Past Limited-Disclosure of Other Research From Bitdefender

In May 2019, a Bitdefender blog post summarized research into another side-channel attack mechanism based on speculative execution. At the time, as covered in the disclosure timeline in the whitepaper, we agreed to hold back publication of the in-depth research whitepaper on the speculative-execution side-channel mechanisms discovered. The whitepaper, titled “Security implications of speculatively executing segmentation related instructions on Intel CPUs”, is co-authored by the same two researchers as the SWAPGS attack whitepaper, and is available here.

Q. What are the most sensitive pieces of information stored in kernel? Passwords? Access credentials?

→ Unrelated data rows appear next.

PR #1599, opened 2020-08-17
ENH: CZ.NIC's Proki parser

sinus-x:


intelmq/bots/parsers/cznic/parser_proki.py
```diff
@@ -0,0 +1,32 @@
...
+        events = json.loads(raw_report).get("data")
+        for line in events:
+            yield line
+
+    def parse_line(self, line, report):
+        event = self.new_event(report)
+
+        # json keys map 1:1 to harmonization fields
+        for field in line:
+            if field == "feed.name":
```
JakubOnderka, line 23: The similar problem is also with `time.observation` field. 

Parsing fails with exception:
```
  File "/opt/dev_intelmq/intelmq/lib/bot.py", line 978, in process
    events = list(filter(bool, value))
  File "/opt/dev_intelmq/intelmq/bots/parsers/cznic/parser_proki.py", line 23, in parse_line
    event.add(field, line.get(field))
  File "/opt/dev_intelmq/intelmq/lib/message.py", line 224, in add
    raise exceptions.KeyExists(key)
intelmq.lib.exceptions.KeyExists: key 'time.observation' already exists
```

intelmq/bots/parsers/cznic/parser_proki.py
```diff
@@ -0,0 +1,32 @@
...
+from intelmq.lib.bot import ParserBot
+
+
+class CZNICProkiParserBot(ParserBot):
+
+    recover_line = ParserBot.recover_line_json
+
+    def parse(self, report):
+        raw_report = utils.base64_decode(report.get("raw"))
+        events = json.loads(raw_report).get("data")
```
JakubOnderka, line 14: This can be problem when importing data from dump. If message could not be parsed, IntelMQ saves data to dump file, but in that file, message is stored as:

```json
[{"malware.name": "XXX", ...}]
```

So when recovering, this fails, because there is no `data` field.

```
2020-08-20 17:25:07,140 - proki-parser - ERROR - Bot has found a problem.
  File "/opt/dev_intelmq/intelmq/lib/bot.py", line 269, in start
    self.process()
  File "/opt/dev_intelmq/intelmq/lib/bot.py", line 968, in process
    for line in self.parse(report):
  File "/opt/dev_intelmq/intelmq/bots/parsers/cznic/parser_proki.py", line 14, in parse
    events = json.loads(raw_report).get("data")
AttributeError: 'list' object has no attribute 'get'
```

intelmq/bots/parsers/cznic/parser_proki.py
wagner-certat: Is this issue resolved? (at least the tests are ok)

wagner-certat: Is this issue resolved? (at least the tests are ok)

PR #1601, opened 2020-08-18
BUG: danger rulez parser: correctly skip malformed rows

tomas321:
Define variables before referencing

add the same behavior to all dynamic fields i.e. timestamp and ip.


wagner-certat:
Hi,

Thanks. Why not using `None` instead of empty strings?

tomas321:
I used empty strings for no particular reason.. changed it to None and force pushed.

wagner-certat:
Thanks!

A. Sensitive information can be anything that could allow the attacker to further develop an attack. For example, pointers or addresses that may allow an attacker to further perform a privilege escalation. An attacker could also exfiltrate other pieces of sensitive information, such as passwords, encryption keys, tokens or access credentials, that may be present in kernel memory.

Q. Might this vulnerability expose credit card details stored in Google accounts and browsers?

A. If the information stolen initially allows the cybercriminal to further develop an attack (for example, a privilege escalation), yes, this is possible.

Q. What Intel processors are impacted? What series and years?

A. All Intel CPUs that support SWAPGS and WRGSBASE instructions are affected. This means basically anything from Intel Ivy Bridge (introduced 2012) to the latest processor series on the market.

Q. What kind of devices are impacted? Servers only? Are laptops and desktops at risk?

A. Any device running an Intel Ivy Bridge or newer CPU: desktops, laptops, servers, etc. Both home and enterprise users are impacted by this vulnerability.

Q. If I am using Apple, am I at risk?

A. We expect that Apple devices are NOT vulnerable, but we must wait for their official position once everything is released.